The Igbo can no longer be intimidated by the threat of neglect or political oppression. They are used to it now, and frankly, have little expectation from Buhari’s administration. The Igbo have resolved to ignore Buhari, and wait him out. It is surprising how a lack of expectation, how knowing that you have nothing to gain or lose from any government in power, frees you from political anxiety, or from unnecessary expectations or disappointments.

 Buhari or his party can no longer disappoint the Igbos. He has no such power over people who have no expectation of the presidency or his party. The Igbo will not be the worse for it.

The entire apparatus of state, from the presidency downwards is currently in the control of a region of the country. What the Buhari presidency has thus done is to set a tone and a pattern for a future government of Nigeria. Nigerians now know that an entire apparatus of the nation – from the presidency downwards – can be occupied by one section of the country, and the heavens have not fallen.

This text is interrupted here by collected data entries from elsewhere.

Issue #1184, opened 2022-12-26
Dynamic Texture context.drawImage does not work with context.clip


SergioRZMasson:
## Overview

When using context.drawImage after a context.clip the image is not properly drawn using the curve previously set.  This bug was reported on the [forum](https://forum.babylonjs.com/t/context-clip-not-working-on-babylon-react-native-dynamic-texture-context/36825). 

**To Reproduce**
Using a dynamic texture construct a path than call context.clip and context.drawImage:

```
//Create path
textureContext.beginPath();
textureContext.moveTo(75*2, 25*2);
textureContext.quadraticCurveTo(25*2, 25*2, 25*2, 62.5*2);
textureContext.quadraticCurveTo(25*2, 100*2, 50*2, 100*2);
textureContext.quadraticCurveTo(50*2, 120*2, 30*2, 125*2);
textureContext.quadraticCurveTo(60*2, 120*2, 65*2, 100*2);
textureContext.quadraticCurveTo(125*2, 100*2, 125*2, 62.5*2);
textureContext.quadraticCurveTo(125*2, 25*2, 75*2, 25*2);
textureContext.strokeStyle = "white";
textureContext.stroke();

//Clip and draw image.
textureContext.clip();
textureContext.drawImage(this, 0, 0);
```

**Expected behavior**
Expected behavior should match the following playground: https://playground.babylonjs.com/#FU0ES5#25

thomlucc:
fixed

PR #1185, opened 2022-12-26
Fixed interaction between dynamic texture and context.clip()

SergioRZMasson:
## Overview 
Allows Dynamic Texture context ```context.drawImage``` ```context.clearRect``` and ```context.fillRect``` to properly work with ```context.clip```.

## Implementation

When calling ```Babylon::Polyfills::Internal::Context::DrawImage``` the ```nvgBeginPath``` is been called every time. This will discard any path that was previously set by the user. The correct behavior should be to not call  ```nvgBeginPath``` if ```Babylon::Polyfills::Internal::Context::Clip``` was previously called. 

Also, in ```Babylon::Polyfills::Internal::Context::Clip``` the ```m_rectangleClipping``` is been used to set the Scissor values even when  ```m_rectangleClipping``` was never set before (with default values 0, 0, 0, 0). This will make some of the following operations to produce no result. The correct behavior should be to only use ```m_rectangleClipping``` if the were set, otherwise use the width and height of the render target. 

Finally, when creating Babylon::Polyfills::Internal::NativeCanvasImage the resulting data might be in RGB instead of RGBA. However, during ```NativeCanvasImage::CreateNVGImageForContext``` NVG always assumes the format to be RGBA, which might cause a memory out of bounds read if the image was originally RGB. This PR forces ```bimg::imageParse``` to always convert the image to RGBA. 

## More information
Allows the following code to work in Babylon Native: https://playground.babylonjs.com/#FU0ES5#27
Fixes issue #1184


Apps/ValidationTests/Scripts/config.json
```diff
@@ -1,383 +1,389 @@
...
-            "replace": "__folder__, Texture_Sampler, __page__, 1, __disableSRGBBuffers__, 0",
-            "referenceImage": "gltfTextureSampler1.png"
-        },
-        {
-            "title": "GLTF Alien",
-            "playgroundId": "#XN37SR#5",
-            "referenceImage": "gltfAlien.png"
-        }
-    ]
+  "root": "https://cdn.babylonjs.com",
```
CedricGuillemet, line 2: Can you change the tab so it's easier to see the change?

azure-pipelines.yml
```diff
@@ -92,8 +92,8 @@ jobs:
     parameters:
       name: Ubuntu_Clang9_V8
```
CedricGuillemet, line 93: Don't forget to change the job name

Apps/ValidationTests/Scripts/config.json
```diff
@@ -1,383 +1,389 @@
...
+  "tests": [
+    {
+      "title": "Light Projection Texture",
```
CedricGuillemet, line 5: "Light Projection Texture" It's in the config.json 2 times. is it expected?

Apps/ValidationTests/Scripts/config.json
```diff
@@ -1,383 +1,389 @@
...
-            "referenceImage": "gltfTextureSampler1.png"
-        },
-        {
-            "title": "GLTF Alien",
-            "playgroundId": "#XN37SR#5",
-            "referenceImage": "gltfAlien.png"
-        }
-    ]
+  "root": "https://cdn.babylonjs.com",
+  "tests": [
```
CedricGuillemet, line 3: Can you please add a PG test for this feature? I'm not sure this Canvas feature is tested on bjs.

CedricGuillemet (changes requested):

azure-pipelines.yml
SergioRZMasson: CI changes were not intended for this PR, just reverted them.

Apps/ValidationTests/Scripts/config.json
SergioRZMasson: Reverted changes.

Apps/ValidationTests/Scripts/config.json
SergioRZMasson: @CedricGuillemet , just added a validation test to test clip() from canvas.

CedricGuillemet (approved):
LGTM!

PR #1187, opened 2022-12-27
Allow Dynamic Texture update method to consider the invertY argument. 

### LINKED ISSUE #1186: Dynamic Texture update does not consider invertY argument values
## Overview

When calling ```DynamicTexture.update``` with values given to the invertY argument nothing happens in Babylon Native. The invertY arguments get completely ignored by the NativeEngine. 

From forum issue: https://forum.babylonjs.com/t/react-native-dynamic-texture-update-inverty-parameter-is-not-working-as-expected/36916

**Describe the bug**
When calling ```DynamicTexture.update``` we always get the same results no matter if we give true or false to the ```invertY``` argument. 

**To Reproduce**
The following Playground does not render properly in Babylon Native: https://playground.babylonjs.com/#FU0ES5#32

**Expected behavior**
Texture should be flipped on the Y axis when invertY is set to true.

SergioRZMasson:
## Overview 

When calling DynamicTexture.update with values given to the invertY argument nothing happens in Babylon Native. The invertY arguments get completely ignored by the NativeEngine.

See #1186

## Implementation

I'm adding a code path where the CPU flips the texture in the Y axis. Maybe there is a better way to do this completely on the GPU but this implementation should be good enough for users to have the expected behavior while we improve it with a more performant version. 

Fixes #1186


Plugins/NativeEngine/Source/NativeEngine.cpp
```diff
@@ -1092,13 +1092,59 @@ namespace Babylon
...
+
+        arcana::make_task(m_update.Scheduler(), *m_cancellationSource, [&context, this, flipY, textureDestination, textureSource, cancellationSource = m_cancellationSource]()
         {
-            return arcana::make_task(m_runtimeScheduler, *m_cancellationSource, [this, textureDestination, textureSource, updateToken = m_update.GetUpdateToken(), cancellationSource = m_cancellationSource]()
+            return arcana::make_task(m_runtimeScheduler, *m_cancellationSource, [&context, this, flipY, textureDestination, textureSource, updateToken = m_update.GetUpdateToken(), cancellationSource = m_cancellationSource]()
             {
                 bgfx::Encoder* encoder = m_update.GetUpdateToken().GetEncoder();
-                GetBoundFrameBuffer(*encoder).Blit(*encoder, textureDestination->Handle(), 0, 0, textureSource->Handle());
+
+                // Flip texture in memory (maybe there is a way for bgfx to allow flipping to happen on the GPU?)
```
bghgary, line 1105: Going to CPU seems like it's unnecessary. At worst case, we should be able to flip using a shader?

bghgary:
Closing for now. We can reopen once we are ready to work on the issue again.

The Igbo watch and learn. When it the time comes, credible and purposeful Igbo politicians shall provide Nigeria governance of the most brilliant and astute kind. That time will come because it is inexorable. And Nigeria will not be the same under a government in which the Igbo have a say. Nigeria will be prosperous, respected internationally, sovereign, and stable. Nigeria will rebuild its civil service and armed services, and return meritocracy to its place.

Because Buhari has basically helped in throwing away any pretence of a “federal character” under which the fraudulent ploy of a “quota system,” was used to create discriminatory policies against sections of Nigeria, a government in which the Igbo have a say will continue this very radical policy, one of the best things to happen with Buhari, who has basically established the fundamental right of the president to choose whomsoever he wishes to work with, irrespective of tribe, religion, or region.